The conversion pipeline is decoupled through a format-neutral intermediate representation (`ir::Document`). Every reader produces an `ir::Document`; every writer consumes one. This keeps format-specific code isolated and makes it straightforward to add new input or output formats in the future.

### Key types in `ir`

| Type | Description |
|------|-------------|
| `Document` | Root: metadata + sections + extracted assets |
| `Metadata` | Title, author, creation/modification date, subject, keywords |
| `Section` | Ordered sequence of `Block` values |
| `Block` | `Heading`, `Paragraph`, `Table`, `CodeBlock`, `BlockQuote`, `List`, `Image`, `HorizontalRule`, `Footnote`, `Math` |
| `Inline` | Leaf text with style flags (bold, italic, underline, strikethrough, code, superscript, subscript, link, footnote reference) |
| `Asset` | Embedded binary (image or other media) with MIME type |

### Crate layout

```
src/
  main.rs          CLI entry point (clap)
  lib.rs           Public re-exports
  convert.rs       High-level convert::to_markdown / to_hwpx / show_info
  ir.rs            Intermediate representation types
  error.rs         Hwp2MdError enum (thiserror)
  hwp/             HWP 5.0 reader (CFB container, record parser, EqEdit)
  hwpx/            HWPX reader + writer (ZIP + quick-xml)
  md/              Markdown parser (comrak) + writer
tests/             Integration tests
```

## Known Limitations

- DRM-protected (배포용) HWP files are not supported.
- Multi-column (다단) layouts are flattened to a single column.
- Tables with non-trivial `colspan`/`rowspan` fall back to raw HTML in the Markdown output.
- Headers and footers are currently skipped.
- Writing back to the binary HWP 5.0 format (MD -> HWP) is not supported; only HWPX output is available.
- The `--style` YAML template option for `to-hwpx` is accepted by the CLI but not yet applied.

## Contributing

Bug reports and pull requests are welcome at <https://github.com/hephaex/hwp2md>.

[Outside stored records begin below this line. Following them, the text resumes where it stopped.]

PR #6120, opened 2024-01-30
Upgrade Pantsbuild to 2.18

cognifloyd:
Updating to pants 2.18 needed to wait for these which were released as part of 2.18.3:
- https://github.com/pantsbuild/pants/pull/20472 
- https://github.com/pantsbuild/pants/pull/20477

There is a new rust-based parser for python dependency inference, but in 2.18.2 it was spewing some confusing and inaccurate warnings with our code base. https://github.com/pantsbuild/pants/pull/20472 resolved those issues. We need to switch to the rust parser when we move to 2.18 or we risk a bigger transition with the move to 2.19, when the old python parser gets removed.

Now that those are merged, we get to use that new parser, and it feels much faster.


nzlosh (approved):

mamercad (approved):
:rubber-stamp:

PR #5995, opened 2023-06-22
zstandard compression for parameters and results

guzzijones:
# why
mitigate (as much as possible) 'document too large' mongo exceptions.  16 mb is the limit for mongodb document size.

# done
1.  zstandard compression for parameter and results
2.  remove embedded liveaction doc in executions db and replace with liveaction id string. This change will  potentially save 1/2 the time to write the liveaction to the database as the liveaction won't be written 2 times.
3.  added traceback info to exception handling for action execution engine and workflow engine.  This should make it easier to debug for someone when the workflow fails for some reason.  invalid orjson or unterminated yaql strings cause these exceptions in my experience.
4. This will require a data migration for the `executionDB` model for the `liveaction` paramter as it is now a string as opposed to an embedded document
5. I added a config option to turn off zstandard compression for parameters and results in the execution db and the liveaction db

PR #6121, opened 2024-02-05
Split out zstandard compression (split from #5995)

rebrowning:
splitting out the zstandard work done by @guzzijones in https://github.com/StackStorm/st2/pull/5995

If we would rather just have the original PR go through, lmk and I can close this. But I saw a comment on his PR that it'd be nice to split the two out.

All credit for work on this goes to @guzzijones , I'm splitting it out with the hope of moving it through so we can mitigate the document size errors.


guzzijones:
The history should not be deleted so we can preserve the git blame in the future, imo.

guzzijones:
Also, thanks, I know this is a lot of work.

rebrowning:
@guzzijones by that do you mean you'd rather me fork from your repo/branch and then add a commit removing the liveaction id change? If so I can look at tackling that this week.

PR #6138, opened 2024-02-16
Renew certs in ssl_certs fixture

### LINKED ISSUE #6137: Renew test SSL CA + Cert
Our test SSL CA+cert just expired. We need to renew it and document how to do so.

https://github.com/StackStorm/st2/tree/master/st2tests/st2tests/fixtures/ssl_certs

Since this is for testing, I think we could do something like a 15 year duration.

cognifloyd:
Fixes #6137

I wrote a script to renew all of the certs in the fixture. I focused on figuring out how to each of the files could have been initially created so that I could reproduce the same method during renewal.

I used a renewal period of 15 years so we don't have to deal with this very often.


nzlosh (approved):
LGTM, :+1:

guzzijones (approved):

cognifloyd:
I'm temporarily skipping the circlieci requirement so we can get this CI fix in. We can work on the CircleCI issue in a separate PR.

PR #6170, opened 2024-03-25
Add a Secret Masking to Reule Enfocement API View Output

philipphomberger:
Hi Community, 

From My View of perspective Secrets should not show in cleartext in the Rule Enforcement View in the UI and the API. So I add a loop that auto mask the secret to *****.
I'am not 100% happy with the way I do it for get one function because of problem I had with access the keys of the object So I convert the Object to a str and than with eval to a dict. 
Maybe someone here have a better Idea.

I wait for your feedback.
Thank you all.

### DIFF
--- a/st2api/st2api/controllers/v1/rule_enforcement_views.py
+++ b/st2api/st2api/controllers/v1/rule_enforcement_views.py
@@ -26,6 +26,9 @@ from st2common.rbac.types import PermissionType
 
 from st2api.controllers.resource import ResourceController
 
+import json
+
+
 __all__ = ["RuleEnforcementViewController"]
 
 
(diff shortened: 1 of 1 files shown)


nzlosh:
The idea seems good but the implementation needs a better architectural solution.   Code already exists to handle masking secrets, would it be possible to call that?

https://github.com/StackStorm/st2/blob/afedd35c4ec623aae5494eb3d3a3c935f261eda3/st2common/st2common/models/db/execution.py#L108

I've not tested this, but perhaps it can be called like below so secrets are masked?
```
        execution_dbs_by_id = {}
        for execution_db in execution_dbs:
            execution_dbs_by_id[str(execution_db.id)] = execution_db.mask_secrets(execution_db)
```

philipphomberger:
> The idea seems good but the implementation needs a better architectural solution. Code already exists to handle masking secrets, would it be possible to call that?
> 
> https://github.com/StackStorm/st2/blob/afedd35c4ec623aae5494eb3d3a3c935f261eda3/st2common/st2common/models/db/execution.py#L108
> 
> I've not tested this, but perhaps it can be called like below so secrets are masked?
> 
> ```
>         execution_dbs_by_id = {}
>         for execution_db in execution_dbs:
>             execution_dbs_by_id[str(execution_db.id)] = execution_db.mask_secrets(execution_db)
> ```

Thanks @nzlosh  I will try it. :)

philipphomberger:
@nzlosh I have tryed it:
But the functions have a strange behavior than I use them like that:

`        for rule_enforcement_api in rule_enforcement_apis:
            if "parameters" in str(rule_enforcement_apis[i]):
                secrets = get_secret_parameters(rule_enforcement_api['execution']['action']['parameters'])
                print(f"Parameters before masking: {rule_enforcement_api['execution']['parameters']}")
                rule_enforcement_api['execution']['parameters'] = mask_secret_parameters(parameters=rule_enforcement_api['execution']['action']['parameters'], secret_parameters=secrets)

Before submitting a patch:

1. Run `cargo fmt` and `cargo clippy -- -D warnings`.
2. Ensure `cargo test --all-targets` passes.
3. Add or update tests for any changed behaviour.

## License

Copyright (c) 2026 Mario Cho \<hephaex@gmail.com\>

This program is free software: you can redistribute it and/or modify it under the terms of the GNU General Public License as published by the Free Software Foundation, version 3 only.

See [LICENSE](LICENSE) for the full text.